そのまま手頃な場所で四肢を地面につけると、ブタ鼻をプヒプヒと鳴らしはじめる。
どうやら何か匂いを探ってるみたい。
やがて前足の蹄で地面を掘り出すと、地中から黒い何かを取り出して戻ってきた。
「ぴぐぅー」
「え、僕にくれるんですか?」
「ぴぐぴぐぅー」
しもふりピンクさんが落ちこんでたヘンリーに手渡したのは、前回よりも一回り大きく育ったトリュフだった。

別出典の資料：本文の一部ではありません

PR #565, opened 2019-11-19
Use counting sort instead of general purpose sort in reducer

abyrd:
The counting sort approach is pretty interesting: if we pre-divide the travel times, scaling them down to minutes, there are only 120 values. Instead of rearranging thousands of array elements, you can just count how many times each value occurs (like making a histogram). Then you can read off the percentiles just by stepping through the minutes and tracking the cumulative count as they increase. This uses very small arrays that should fit in processor cache.

This is in fact advantageous. In profiling, it sped up the sorting and percentile selection by 75%. The total amount of time spent on these is smaller than on propagation, but can still be significant at upwards of 800 msec per origin.

### DIFF
--- a/src/main/java/com/conveyal/r5/analyst/TravelTimeReducer.java
+++ b/src/main/java/com/conveyal/r5/analyst/TravelTimeReducer.java
@@ -89,7 +89,12 @@ public class TravelTimeReducer {
         this.nPercentiles = task.percentiles.length;
 
         // We pre-compute the indexes at which we'll find each percentile in a sorted list of the given length.
-        // TODO check that indexes are increasing here.
+        // Check precondition: The percentiles in the request must be in ascending order.
+        for (int i = 1; i < task.percentiles.length; i++) {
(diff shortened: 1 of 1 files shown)


abyrd:
Marked work in progress because this requires the percentiles to be in ascending order, which is not checked yet. And the sort process should ideally have some tests.

abyrd:
Ascending-order precondition check is added, but there are still no tests for the percentile extraction. These will be a little difficult to add because the percentile extraction is not a static pure function, it relies on the precomputed percentile indexes and max travel time fields in the reducer.

abyrd:
When applying distance decay functions, we want to apply the function at one-second resolution to  smooth out as Monte Carlo randomization noise as possible. This means sorting the travel times as seconds rather than minutes before extracting the percentiles. The counting sort only works because there is a very small number of one-minute bins (120). When we switch to seconds there are way too many bins for this to be effective. Closing.

Issue #568, opened 2020-01-06
Sort exact-times timetables by departure time


ansoncfit:
A user has reported a bug related to add-trip modifications with multiple exact-times timetables.

 ## Expected behavior ##
For a simple add-trip modification with two exact-times timetables running every 30 minutes:
- Timetable 1, active only on Monday, from 7:01 to 8:30.
- Timetable 2, active all days of week, from 12:01 to 13:30.

Departing Monday between 7:00 and 8:00 ✔️:
![image](https://user-images.githubusercontent.com/2173529/71794670-8eb41d00-3010-11ea-95d0-5ac4670884a5.png)

Departing Monday between 12:00 and 13:00 ✔️:
![image](https://user-images.githubusercontent.com/2173529/71794692-b5725380-3010-11ea-8ec8-1ae685739465.png)

Departing Tuesday between 7:00 and 8:00 (service should be inactive) ✔️ :
![image](https://user-images.githubusercontent.com/2173529/71794739-e5b9f200-3010-11ea-8871-a77cb4528f1f.png)

Departing Tuesday between 12:00 and 13:00 ✔️:
![image](https://user-images.githubusercontent.com/2173529/71794780-0bdf9200-3011-11ea-8018-1cb2c8a1a601.png)

## Unexpected behavior ##
Similar to above, except timetables are replaced by:
- Timetable 3, active only on Monday from 12:01 to 13:30
- Timetable 4, active all days of week, from 7:01 to 8:30

Departing Monday between 7:00 and 8:00 (**service should be provided by Timetable 4** ❌ ):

「げっ、マジか。こいつトリュフの位置がわかるのか?」
「だとしたら、トリュフ犬の仕事が務まりますね……」
そのあと試しにお願いしたら、しもふりピンクさんはまた手早く地中のトリュフを採ってきてくれた。
「すごいよ、しもふりピンクさん!」
「ぴぐぴぐぅ~」
「しかし、モンスターであることには変わりないんですよね……」
「トリュフ犬の代わりができるにしても、野生のモンスターを教会に棲みつかせるわけにはな……」
「ははっ、2人ともそれならテイムしちゃえば大丈夫だよ」
というわけでみんなで副会長室に移動後、自分用の保管棚から魔物飼いのスクロールを抜き取って使用。しもふりピンクさんを仲魔にすることになった。
これであとはギルドで登録しちゃえば万事おっけー。なんて思ってたけど、そうは上手くいかず。すぐに問題に直面した。
「あっれ? おかしいなぁ……」
「ぴぐぅ~」
なぜか何度スクロールを使ってもスキルが発動しない。
もしかして不良品?
でも、あのルシエラがそんなミスをするとは思えない。
こんな事態は初めてだったこともあって、スクロールに問題がある可能性は排除。とりあえず私はみんなを引き連れてギルドの受付に向かった。